I think between Fannie and Freddie they have lost about a 200B thus far and perhaps another 25-50B thru 2012. They are holding about 5T worth of loans. They can't undo the mortages written prior to 2009, but the goverment belives that mortgages written after 2008 are solid. This is the cost of the government's vision to promote home ownership. That's what they signed up for when Fannie and Freddie was created. I pay 770 a year in 1M 30 yr term life insurance, imagine if government wants to promote people to have life insurance and they offer me the same product but with a 500 a year premium instead, the government will lose their butt off in the long term as well.
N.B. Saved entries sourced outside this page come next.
PR #1368, opened 2021-01-04
[Build] Publish via githubactions - first version

mproch:
Things that are left for future PRs:
- computing coverage
- adding devModel for staging
- cross publishing
- building FE only once and caching artifacts

Refactor of workflows:
- GithubActions do not handle composite actions or other form of reusing parts of workflow definition (e.g. no support for YAML anchors...). There is composite run step: https://docs.github.com/en/free-pro-team@latest/actions/creating-actions/creating-a-composite-run-steps-action, but one can only use "run" as steps and not other actions

### DIFF
--- a/.github/workflows/pr.yml
+++ b/.github/workflows/pr.yml
@@ -1,9 +1,15 @@
-name: PR Build
+name: "Build and Test"
 on:
   pull_request:
     branches:
       - master
       - staging
+  push:
+    branches:
+      - master
+      - staging
+env:
+  CROSS_BUILD: ${{ github.ref == 'refs/heads/staging' || github.ref == 'refs/heads/master' || startsWith(github.head_ref, 'preview') }}
 
 jobs:
   build:
@@ -105,7 +111,7 @@ jobs:
       - name: Integration tests
         shell: bash
         run: ./ciRunSbt.sh flinkProcessManager/it:test engineStandalone/it:test
-  slowTest:
+  slowTests:
     name: Slow tests
     runs-on: ubuntu-latest
     needs: [ build ]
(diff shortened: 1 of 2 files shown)


.github/workflows/pr.yml
```diff
@@ -177,12 +183,64 @@ jobs:
...
-        run: cd ./demo/docker && echo "NUSSKNACKER_VERSION=$GITHUB_SHA" > .env && ./testQuickstart.sh
+        run: cd ./demo/docker && echo "NUSSKNACKER_VERSION=ghactionstest-$GITHUB_SHA" > .env && ./testQuickstart.sh
+
+#TODO: extract to different workflow?
+  publish:
+    runs-on: ubuntu-latest
+    needs: [build, tests, crossCompile, integrationTests, slowTests, frontendTests, dockerTest]
+    if: ${{ github.ref == 'refs/heads/staging' || github.ref == 'refs/heads/master' || startsWith(github.head_ref, 'preview') ||  github.head_ref == 'publish_githubactions' }}
+    steps:
+      - name: debug
```
lciolecki, line 199: Do we need this debug?

.github/workflows/pr.yml
```diff
@@ -177,12 +183,64 @@ jobs:
...
-      - name: setup node
-        shell: bash
-        run: (cd ui/client; npm ci)
       - name: Prepare docker
         shell: bash
         run: echo "version in ThisBuild := \"$GITHUB_SHA\"" > version.sbt && ./ciRunSbt.sh dist/docker:publishLocal
       - name: Test docker
         shell: bash
-        run: cd ./demo/docker && echo "NUSSKNACKER_VERSION=$GITHUB_SHA" > .env && ./testQuickstart.sh
+        run: cd ./demo/docker && echo "NUSSKNACKER_VERSION=ghactionstest-$GITHUB_SHA" > .env && ./testQuickstart.sh
```
lciolecki, line 191: Any env from  file `.env` is used only when specific env is not declared. So enough will be only declare `NUSSKNACKER_VERSION=ghactionstest-$GITHUB_SHA`.

.github/workflows/pr.yml
```diff
@@ -1,9 +1,15 @@
...
   pull_request:
     branches:
       - master
       - staging
+  push:
+    branches:
+      - master
+      - staging
+env:
+  CROSS_BUILD: ${{ github.ref == 'refs/heads/staging' || github.ref == 'refs/heads/master' }}
```
lciolecki, line 12: As I understand: we want do cross build only when we merge our branch to master or staging?

lciolecki: I think there should be also checking preview branch like below - maybe we can move this piece of code to separate fragment?

.github/workflows/pr.yml
```diff
@@ -177,12 +183,64 @@ jobs:
...
+          GITHUB_CONTEXT: ${{ toJson(github) }}
+        run: echo "$GITHUB_CONTEXT"
+
+      - uses: actions/checkout@v1
+      - name: Cache npm
+        uses: actions/cache@v2
+        with:
+          path: |
+            **/node_modules
+          key: ${{ runner.os }}-${{ hashFiles('**/package-lock.json') }}
```
lciolecki, line 210: Nice trick ;)

.github/workflows/pr.yml
```diff
@@ -177,12 +183,64 @@ jobs:
...
+      - name: Login to Docker Hub
+        uses: docker/login-action@v1
+        with:
+          username: ${{ secrets.DOCKERHUB_USER }}
+          password: ${{ secrets.DOCKERHUB_TOKEN }}
+      - name: Build
+        shell: bash
+        env:
+          #TODO: shouldn't be needed...
+          nexusUrl: https://oss.sonatype.org/content/repositories/snapshots
```
lciolecki, line 241: Can we declare nexurUrl as secret same us user / password?  Or at least as env.

.github/workflows/pr.yml
```diff
@@ -177,12 +183,64 @@ jobs:
...
+          nexusUser: ${{ secrets.SONATYPE_USER }}
+          nexusPassword: ${{ secrets.SONATYPE_PASSWORD }}
+        #TODO: handle version better
+        run: sbt -J-Xms1000M -J-Xmx1000M "set version in ThisBuild := (version in ThisBuild).value.replace(\"-SNAPSHOT\", \"-$(date -I)-$GITHUB_RUN_NUMBER-$GITHUB_SHA-ghactionstest-SNAPSHOT\")" publish dist/docker:publish
```
lciolecki, line 245: Yeap, it's ugly.. But for now we can leave it.

build.sbt
```diff
@@ -18,28 +18,34 @@ lazy val supportedScalaVersions = List(scala212, scala211)
 val silencerV_2_12 = "1.6.0"
 val silencerV = "1.7.0"
 
+def propOrEnv(name: String, default: String = null) = Option(System.getProperty(name)).orElse(sys.env.get(name)).getOrElse(default)
```
lciolecki, line 21: `propOrEnv(name).getOrElse(default)`

build.sbt
```diff
@@ -18,28 +18,34 @@ lazy val supportedScalaVersions = List(scala212, scala211)
...
+def propOrEnv(name: String) = Option(System.getProperty(name)).orElse(sys.env.get(name))
```
lciolecki, line 22: Hmm.. How does it work? For example: it looks for `includeFlinkAndScala` in evns? I think it's ugly..  I mean when we run ` propOrEnv("includeFlinkAndScala")` we should look for property `includeFlinkAndScala` or env `INCLUDE_FLINK_AND_SCALA`. But I didn't look to method  `sys.env.get`

.github/workflows/pr.yml
```diff
@@ -177,12 +183,64 @@ jobs:
...
+          path: |
+            ~/.ivy2/cache
+            ~/.sbt
+          key: ${{ runner.os }}-ivy2-${{ hashFiles('**/*.sbt') }}
+          restore-keys: ${{ runner.os }}-sbt
+      - uses: olafurpg/setup-scala@v10
+      - uses: actions/download-artifact@v2
+        with:
+          name: build-target
+      - name: Untar artifacts
```
lciolecki, line 229: Do we really need it?

.github/workflows/pr.yml
mproch: what do you mean "as env"? It's in env now :) I think it should be just default

lciolecki: I mean: `${{ secrets.SONATYPE_URL }}`

.github/workflows/pr.yml
mproch: was just following tutorials :)

.github/workflows/pr.yml
mproch: :+1:  true, thanks

.github/workflows/pr.yml
mproch: noo, removed :+1:

.github/workflows/pr.yml
mproch: :)

build.sbt
mproch: I added TODO to get rid of properties and switch to ENV

.github/workflows/pr.yml
mproch: well, caching makes build a bit faster, tar is needed because upload files one by one is really slow as there is awful lot of them

build.sbt
mproch: :+1:

lciolecki (approved):
LGTM

.github/workflows/pr.yml
```diff
@@ -1,9 +1,15 @@
...
   pull_request:
     branches:
       - master
       - staging
+  push:
+    branches:
+      - master
+      - staging
+env:
+  CROSS_BUILD: ${{ github.ref == 'refs/heads/staging' || github.ref == 'refs/heads/master' || startsWith(github.head_ref, 'preview') }}
```
lciolecki, line 12: Right now, you don't use this env. Maybe we can use it in `if` statement at `crossCompile` job ?

mproch: We use it in ciRunSbt.sh - all tests && publishing will be done with "+" then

Loaning money in itself is not necessary bad, it just has to be measured against risk. Banks are in that business but the goverment is not (for the most part).

Loans written after 2008 non-FHA are probably overly conservative, (too much compensation for the risk). On the other hand, as long as the government is underpricing their FHA product, they will eventually take a loss. Whether the government can afford backing FHA mortgage is subjective, they can afford a nearly 1T military so another 10B or so (prospectively and account for good years and bad years) to back Fannie and Freddie is not that expensive from a higher level.

2   Â¥   2010 May 12, 2:02am  

The GSEs are actually holding ~$4.5T in loans.

http://www.mortgagenewsdaily.com/01082010_gse_portfolio_update_delinquencies_up_refinances_down_loan_mods_a_function_of_labor_market.asp

FHA is on the hook for another $750B

http://www.nytimes.com/2010/01/20/business/20home.html

SF ace says

Government backs most of the FHA mortgage via Fannie and Freddie.

?

Anyway, I agree that gov't can eat all the mortgages it wants, tho Mr Yield Curve

http://www.bloomberg.com/markets/rates/index.html

will have something to say on that eventually.

3   anonymous   2010 May 12, 2:26am  

Who do these housedebtors who buy a house with an FHA loan, cut their monthly mort rent to?

Wells fargo?

Is that why their stock is up 400% since bottoming around 1Q 09?

Is fha just ANOTHER backdoor bailout for these 'private' banks that can't seem to survive without public funding?